BOOK REVIEW (54): The Twelve Dancing Princesses

BOOK REVIEW:
The Twelve Dancing Princesses




I love reading fairy tales. I think it’s one of those things I’ll never fully outgrow. They’re not always meant for children, and there’s nothing like analyzing a fairy tale, its theme and archetypes that can get me motivated to write.

One of my favourite fairy tales is ‘The Twelve Dancing Princesses’.
It also happens to be one of those stories that seem to lack a definite theme* like some other well-known tales (i.e. ‘Cinderella’, ‘Goldilocks and the Three Bears’, ‘Little Red Riding Hood’, etc.)

This picture book is not a retelling, and rather a different illustrative take. I know very little about art, but I enjoyed looking at illustrator Dorothee Duntze’s perspective of this fairy tale.

I loved the colours, and the recurrent motif of the shoes (especially the final scene of the big shoe podium in the wedding). The fairy tale is borrowed from the Grimm version, and I know at least that the execution of the unsuccessful princes by the King remains the same.

So same story, different art – and the effect is a short-paged, yet beautifully illustrated book. If you’re as interested in ‘The Twelve Dancing Princesses” as I am, pick up Duntze’s artistic take on the folktale.

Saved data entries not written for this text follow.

PR #298, opened 2026-08-27
Persist the import clone depth so retry and re-import stop shallowing a full clone

### LINKED ISSUE #279: Import clone depth is accepted but never persisted, so retry and sync silently fall back to depth 10
## Summary

PR #225 adds `validateCloneDepth` and lets a caller choose a clone depth (`1..1000`, or `0`/`"full"` for full history) when importing. The depth reaches the first import job, but it is never stored, so every later job for that project re-derives a hardcoded `depth: 10`.

Found while pre-auditing #225 against current `main`. Not a blocker for that PR's stated scope — filing separately rather than widening it.

## What happens

`import_jobs` (migrations/010_import_jobs.sql) has columns for `source_url`, `branch`, status and progress, but **no `depth` column**, and #225 adds no migration. So:

1. **Retry / re-queue** (`src/routes/projects.ts`, the `queueImportJob` call in the re-import handler). It reconstructs the job from the stored row:

   ```ts
   const githubUrl = existing.sourceUrl;
   const branch = existing.branch ?? "main";
   ...
   await queueImportJob(c.env.IMPORT_QUEUE, { ..., githubUrl, branch, depth: 10 });
   ```

   `sourceUrl` and `branch` survive because they are columns. Depth is not, so it is re-hardcoded. A user who imported with `"full"` and hit a transient failure gets a depth-10 retry, with no error and no indication the depth changed — the opposite of what they asked for, silently.

2. **Sync** (`queueSyncJob`, added by #215) likewise passes `depth: 10`.

Case 2 is only visible **after merging `main` into #225**. The two changes touch different regions of `projects.ts`, so git reports no conflict and both branches are green on their own; the gap exists only in the merged result. Reproduced by merging locally and grepping the result — two hardcoded `depth: 10` call sites remain alongside the validated one.

## Why it matters

Depth is the difference between a usable clone and a broken one for the workflows that need history — `git log`, `git blame`, bisect, and the backup path that explicitly needs full history. Falling back to 10 turns a deliberate "full" into a shallow clone at the first retry or sync, and nothing surfaces the change.

## Suggested direction

Persist it:

- add `depth INTEGER` to `import_jobs` (nullable; `NULL` = never specified, distinct from `0` = full history — the sentinel `0` is meaningful, so a `NOT NULL DEFAULT 0` column would be wrong);
- write it when the job is created, read it on the retry and sync paths instead of the literal;
- keep `DEFAULT_CLONE_DEPTH` as the fallback only when the column is `NULL`.

Note for whoever picks this up: `migrations/` currently has four open PRs holding 036–039 (#221, #222, #228, #234), so this would be 040.

## Scope note

Diagnosis-quality and data-fidelity, not correctness or security — the import still succeeds, just shallower than requested.

jlamoreaux:
## Summary

`validateCloneDepth` lets a caller choose a clone depth (`1..1000`, or `0`/`"full"` for full history). The depth reached the first import job and was then thrown away — `import_jobs` had no `depth` column, so every later job for the project re-derived a hardcoded literal. A user who imported with `"full"` and hit a transient failure got a depth-10 retry: the opposite of what they asked for, with no error and no indication the depth had changed.

Depth is the difference between a usable clone and a broken one for anything needing history — `git log`, `git blame`, bisect, and the backup path that explicitly needs full history.

### The migration

`040_import_jobs_depth.sql` adds `depth INTEGER` to `import_jobs`. **Nullable with no default, and that is load-bearing rather than stylistic**: `0` means full history, so `NULL` (never specified → fall back to `DEFAULT_CLONE_DEPTH`) has to stay distinguishable from it. A `NOT NULL DEFAULT 0` column would read every pre-existing row as a full-history request — exactly the sentinel trap the issue flags.

036–039 are merged, so 040 is free, as the issue predicted.

### Reading it back

`createImportJob` writes it; `rowToImportJob` maps it **only when non-null**, so the default is applied by consumers rather than erased at the storage layer.

Every path that derives a later job from a stored one now reads it:

| Path | Source of depth |
|---|---|
| Retry (queued) | `existing.depth ?? DEFAULT_CLONE_DEPTH` |
| Retry (queue-less, direct) | `existing.depth ?? DEFAULT_CLONE_DEPTH` |
| Form re-submit (queued) | `existingImport.data.depth ?? DEFAULT_CLONE_DEPTH` |
| Form re-submit (queue-less, direct) | `existingImport.data.depth ?? DEFAULT_CLONE_DEPTH` |
| Sync route (queued) | `getLatestImportDepth() ?? DEFAULT_CLONE_DEPTH` |
| Sync route (queue-less fallback) | passed through as a **required** `processSyncJob` parameter |
| GitHub push webhook | `getLatestImportDepth() ?? DEFAULT_CLONE_DEPTH` |

The sync entry points create a *new* job, so they inherit via a new `getLatestImportDepth()` — a narrow single-column read rather than `getImportProgress`, which returns the whole row and parses the `logs`/`errors` JSON blobs the webhook path has no use for.

One trap worth calling out, since getting it wrong is silent: `getLatestImportDepth` is called **before** the new job is created. That job would otherwise become the "most recent" one and the lookup would read back the value it is trying to inherit. It is commented at both call sites.

`processSyncJob` takes `depth` as a **required** parameter rather than a defaulted one: a default there is indistinguishable from a caller that forgot, which is exactly how that path kept re-importing at 10.

### Two corrections to earlier revisions of this description

Flagging both rather than quietly editing, since each changed what the PR claims.

**1. The sync-path win is narrower than first stated.** `syncOrImportProject` routes a project with a parseable Artifacts remote — i.e. every established project — to an **incremental fetch that ignores this depth** and uses its own `SYNC_FETCH_DEPTH` window. The depth reaches only the **fallback full import**, taken when a project has no Artifacts remote because its initial import never completed. That routing is documented in `src/services/project-sync.ts` and predates this PR (untouched by #276). Carrying the recorded depth there is still right — the fallback re-imports the whole project, so a hardcoded 10 is precisely where a wrong depth costs history — it is just not the common path. The title was narrowed from "retry and sync" to "retry and re-import" to match.

**2. My audit claim was false.** An earlier revision said *"no hardcoded depth literal remains outside `validation.ts`'s own default — verified by grep."* That grep matched `depth: 10` with a colon, which finds neither an omitted argument nor an assignment with `=`, and it missed two real sites that CodeRabbit's review then caught (see the discussion below). Both are fixed in `20d2d43`. The audit was redone by enumerating every `processImportJob` / `processSyncJob` / `syncOrImportProject` call site rather than grepping for literals.

### Upgrade and deploy safety

Existing rows are `NULL` and fall back exactly as today, so **no project changes behaviour on upgrade**. `ALTER TABLE ADD COLUMN` is additive: old code ignores the column, new code tolerates `NULL`, so deploy order does not matter.

### Explicitly not in scope

- **The daily cron** (`syncAllProjects`, `src/routes/sync.ts`) passes no depth, so its legacy fallback import takes `importFromGitHub`'s own default. Same defect class, but six assertions in `tests/sync-cron.test.ts` encode "the cron passes no depth" as the current contract. Raised [in a comment](https://github.com/stratum-eng/stratum/pull/298#issuecomment-5439699851) with a ready patch rather than changed unilaterally — your call.
- **Making the incremental sync honour a recorded depth.** `SYNC_FETCH_DEPTH` plus the deepening loop is a deliberate design that #276 has just reworked.
- Letting a user *change* the depth at retry or sync time. This restores the depth they already chose.
- Backfilling `depth` on existing rows.
- `bulk-import.ts`, which has no depth to record and so stores `NULL` and falls back.

## Related issues

Closes #279

## Type of change

- [x] Bug fix
- [ ] New feature
- [ ] Refactor / cleanup
- [ ] Documentation
- [ ] Other:

## How was this verified?

Ran the CI gate order locally (lint → typecheck → test), against the branch **with `origin/main` merged in** (#276 landed after this PR opened; it touches `src/storage/git-ops.ts` and its sync tests, none of which this PR touches, so the merge is clean).

Twelve new cases, all confirmed to fail against the pre-fix code by reverting the source with the tests in place:

**Storage round trip** (`tests/import-clone-depth.test.ts`) — against `makeSqliteD1`, a real SQLite engine with every migration applied, so migration 040 and the SQL reading it are genuinely executed rather than stubbed:
- a shallow depth round-trips;
- **`0` survives as distinct from unset**, asserted through `depth ?? DEFAULT_CLONE_DEPTH` itself — the exact expression that would eat it;
- a caller with no depth records `NULL` and consumers fall back;
- a row forced to `NULL` (simulating pre-migration) reads as unset;
- the *most recent* job's depth wins, with `started_at` nudged so ordering is not decided by insertion luck;
- a project with no jobs reads as unset.

**Retry and re-trigger** (`tests/import-fidelity.test.ts`) — the issue's headline case: a full-history import that fails and is retried is re-queued with `depth: 0`, asserted both positively and as *not* `DEFAULT_CLONE_DEPTH`; a shallow-but-deep (500) case; and the queue-less re-trigger importing at a recorded `0` rather than `10`.

**Queue-less sync fallback** (`tests/incremental-sync-wiring.test.ts`) — the fallback import receives its caller's depth rather than a hardcoded 10.

**Webhook sync path** (`tests/webhook-push.test.ts`) — a recorded depth reaches both `queueSyncJob` and `createImportJob`; `0` is preserved rather than defaulted; and no recorded depth falls back to the default.

Two pre-existing webhook tests failed when I first wired this up, because that file's `../src/storage/imports` module mock did not expose the new function — the stub is updated, not the assertions.

- [x] `npm test` — 2214 passed, 27 skipped, 0 failed (146 files)

## Checklist

- [x] Docs updated where the change makes them inaccurate — swept `docs/user-guide/importing.md`, `website/src/content/docs/guides/importing.md`, `README.md` and `AGENTS.md`. The `depth` option table stays accurate, and nothing documented claimed depth was *or* was not retained across retry — the docs are silent, not wrong, so nothing needed correcting.

## Summary by CodeRabbit

* **New Features**
  * Import jobs now retain their configured clone depth, including full-history imports.
  * Webhook-triggered syncs, retries, and re-triggered imports reuse the previously recorded clone depth.
  * Imports without a recorded depth continue using the default setting.

* **Bug Fixes**
  * Prevented imports from unexpectedly reverting to the default or fixed depth during retries and webhook syncs.
  * Preserved explicit full-history (`0`) and custom-depth configurations.

### DIFF
--- a/migrations/040_import_jobs_depth.sql
+++ b/migrations/040_import_jobs_depth.sql
@@ -1,0 +1,13 @@
+-- Persist the clone depth an import job ran under (#279).
+--
+-- Without this column, retry, re-queue and both sync paths rebuild the job
+-- from the stored row and re-derive a hardcoded DEFAULT_CLONE_DEPTH, silently
+-- turning a deliberate full-history import into a shallow one at the first
+-- transient failure.
+--
+-- Nullable with no default, deliberately: 0 is a MEANINGFUL value meaning
+-- "full history", so NULL (never specified -> fall back to
+-- DEFAULT_CLONE_DEPTH) has to stay distinguishable from it. A
+-- `NOT NULL DEFAULT 0` column would read every pre-existing row as a
+-- full-history request.
+ALTER TABLE import_jobs ADD COLUMN depth INTEGER;
--- a/src/github/webhooks.ts
+++ b/src/github/webhooks.ts
@@ -125,10 +125,15 @@ async function handlePush(
 
   const importId = crypto.randomUUID();
   const sourceUrl = project.sourceUrl ?? project.remote;
-  // The depth the project was actually imported at. Read before the enqueue
-  // (and before the job below is created, which would otherwise become the
-  // "most recent" job this reads back) so a webhook-driven sync cannot quietly
-  // shallow a full-history project.
+  // The depth the project was actually imported at, replacing a hardcoded 10.
+  // Read before the enqueue (and before the job below is created, which would
+  // otherwise become the "most recent" job this reads back).
+  //
+  // Reaches the FALLBACK FULL IMPORT only — the branch `syncOrImportProject`
+  // takes for a project with no parseable Artifacts remote. The incremental
+  // fetch every established project takes ignores this and uses its own
+  // SYNC_FETCH_DEPTH window. Still worth carrying: the fallback re-imports the
+  // whole project, so a wrong depth there is exactly where it is costly.
   const syncDepth =
     (await getLatestImportDepth(env.DB, project.namespace, project.slug, logger)) ??
     DEFAULT_CLONE_DEPTH;
--- a/src/github/webhooks.ts
+++ b/src/github/webhooks.ts
@@ -6,11 +6,12 @@
 import { Hono } from "hono";
 import { createChange, getChangeByGitHubBranch, updateChangeStatus } from "../storage/changes";
 import { getProjectByGitHubRepo } from "../storage/github-bridge";
-import { createImportJob } from "../storage/imports";
+import { createImportJob, getLatestImportDepth } from "../storage/imports";
 import { getWorkspace } from "../storage/state";
 import { getSyncStatus, setSyncInProgress } from "../storage/sync";
 import { type Env, projectDefaultBranch } from "../types";
 import { type Logger, createLogger } from "../utils/logger";
+import { DEFAULT_CLONE_DEPTH } from "../utils/validation";
 
 const app = new Hono<{ Bindings: Env }>();
 
@@ -124,6 +125,13 @@ async function handlePush(
 
   const importId = crypto.randomUUID();
   const sourceUrl = project.sourceUrl ?? project.remote;
+  // The depth the project was actually imported at. Read before the enqueue
+  // (and before the job below is created, which would otherwise become the
+  // "most recent" job this reads back) so a webhook-driven sync cannot quietly
+  // shallow a full-history project.
+  const syncDepth =
+    (await getLatestImportDepth(env.DB, project.namespace, project.slug, logger)) ??
+    DEFAULT_CLONE_DEPTH;
 
   // Enqueue FIRST — only write state flags after a successful send().
   const { queueSyncJob } = await import("../queue/import-queue");
@@ -134,7 +142,7 @@ async function handlePush(
     slug: project.slug,
     githubUrl: sourceUrl,
     branch: sourceBranch,
-    depth: 10,
+    depth: syncDepth,
     trigger: "webhook",
   });
 
@@ -149,6 +157,7 @@ async function handlePush(
       slug: project.slug,
       sourceUrl,
       branch: sourceBranch,
+      depth: syncDepth,
     },
     logger,
   );
--- a/src/routes/projects.ts
+++ b/src/routes/projects.ts
@@ -22,6 +22,7 @@ import {
   createImportJob,
   deleteImportJob,
   getImportProgress,
+  getLatestImportDepth,
   isImportCancelled,
   recoverStalledImport,
   updateImportStatus,
@@ -450,7 +451,9 @@ app.post(
                   slug,
                   githubUrl: existingImport.data.sourceUrl,
                   branch: existingImport.data.branch ?? "main",
-                  depth: DEFAULT_CLONE_DEPTH,
+                  // The depth the job was created with, not a fresh literal —
+                  // a re-trigger must not quietly shallow a full-history import.
+                  depth: existingImport.data.depth ?? DEFAULT_CLONE_DEPTH,
                   initiatedBy: userId,
                 });
               } catch (queueError) {
@@ -564,6 +567,7 @@ app.post(
           slug,
           sourceUrl: body.url,
           branch,
+          depth,
         },
         logger,
       );
@@ -1442,7 +1446,7 @@ app.post(
           slug,
           githubUrl,
           branch,
-          depth: DEFAULT_CLONE_DEPTH,
+          depth: existing.depth ?? DEFAULT_CLONE_DEPTH,
           // Without this the retry path is the one case that never emails the
           // person waiting on the import — which is the gap this PR closes.
           initiatedBy: userId,
@@ -1477,7 +1481,7 @@ app.post(
           githubUrl,
           branch,
           logger,
-          DEFAULT_CLONE_DEPTH,
+          existing.depth ?? DEFAULT_CLONE_DEPTH,
         ).catch((error) => {
           logger.error(
             "Unhandled error in background import retry",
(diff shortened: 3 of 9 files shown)


jlamoreaux:
The merge-risk finding was correct, and both paths are now fixed in `20d2d43`.

**What was missed and why.** The queued paths inherited the recorded depth, but two fallbacks did not:

1. The form re-submit handler's queue-less branch called `processImportJob` with six arguments, **omitting `depth` entirely** and silently taking that parameter's own `DEFAULT_CLONE_DEPTH`. I had fixed the queued branch of that same handler but not its `else`.
2. `processSyncJob` (the queue-less sync fallback) carried `const depth = 10; // Default depth for the legacy import fallback`.

Both were invisible to the audit I claimed in the PR description. **That claim — "no hardcoded depth literal remains outside `validation.ts`'s own default — verified by grep" — was wrong**, and I've corrected it in the description. My grep matched `depth: 10` with a colon, which finds neither an omitted argument nor an assignment with `=`. I re-audited by enumerating every `processImportJob` / `processSyncJob` / `syncOrImportProject` call site instead of grepping for literals.

`processSyncJob` now takes `depth` as a **required** parameter rather than a defaulted one — a default there is indistinguishable from a caller that forgot, which is exactly how the path kept re-importing at 10. Its only production caller already had `syncDepth` in scope.

Two regression tests, both confirmed to fail against the pre-fix route: the queue-less re-trigger imports at a recorded depth of `0` rather than `10`, and the fallback sync carries its caller's depth into the import.

---

### One more site, deliberately not fixed here — your call

The re-audit turned up a third instance that the review did not flag: **the daily cron**, `syncAllProjects` in `src/routes/sync.ts`, passes no `depth` to `syncOrImportProject` at all, so its legacy fallback import takes `importFromGitHub`'s own `depth = 10`. A full-history project re-imported by the cron is shallowed the same way.

I'm not pushing that fix, because it isn't equivalent to the two above: `tests/sync-cron.test.ts` asserts `undefined` for that argument in **six** places, with the comment *"The cron passes no depth; the shared helper forwards it as undefined, so importFromGitHub falls back to its own default."* That's a documented contract at a separate entry point, and changing it means rewriting those assertions. Happy to do it — just not unilaterally.

The patch, if you want it:

```ts
// src/routes/sync.ts, inside syncAllProjects' per-project loop
const inheritedDepth = await getLatestImportDepth(
  env.DB,
  project.namespace,
  project.slug,
  projectLogger,
);
const outcome = await syncOrImportProject(
  env.ARTIFACTS,
  {
    remote: project.remote,
    artifactsRepoName: artifactsRepoName(project),
    sourceUrl,
    branch,
    depth: inheritedDepth ?? DEFAULT_CLONE_DEPTH,
    logContext: { namespace: project.namespace, slug: project.slug },
  },
  projectLogger,
);
```

Behaviour is unchanged for any project with no recorded depth (`undefined` → `importFromGitHub`'s 10 becomes an explicit 10); it only differs once a depth is stored. The six `undefined` assertions in `tests/sync-cron.test.ts` become `DEFAULT_CLONE_DEPTH`. I verified this compiles and that those six are the only failures it causes.

Say the word and I'll push it here, or open it as a follow-up — whichever you prefer.

---

### On the Docstring Coverage check

It reports 25% against an 80% threshold. I'd rather not add docstrings purely to clear it: `AGENTS.md` says *"Comments explain **why**, not **what**"*, and the functions it's counting are mostly test helpers and small local closures where a docstring would restate the signature. The two genuinely public additions in this diff — `getLatestImportDepth` and the `depth` field on `ImportProgress` — already carry JSDoc explaining the `NULL`-vs-`0` distinction, which is the non-obvious part. Happy to be overruled if the threshold is a hard gate.

---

*My guess at a theme would be the importance of having equal opportunity no matter your background (the solider). OR not necessarily that everyone gets equal opportunity. I probably couldn’t outrun a bear, but someone with parkour skills might be able to. So, the princes who kept trying and dying in their attempt to solve the mystery of the dancing princesses were not cut out for it – but a poor, wounded solider had the right skills (e.g. stopping to chat with the old lady who gave him the invisible cloak) to solve the mystery and win himself a royal wife and a title.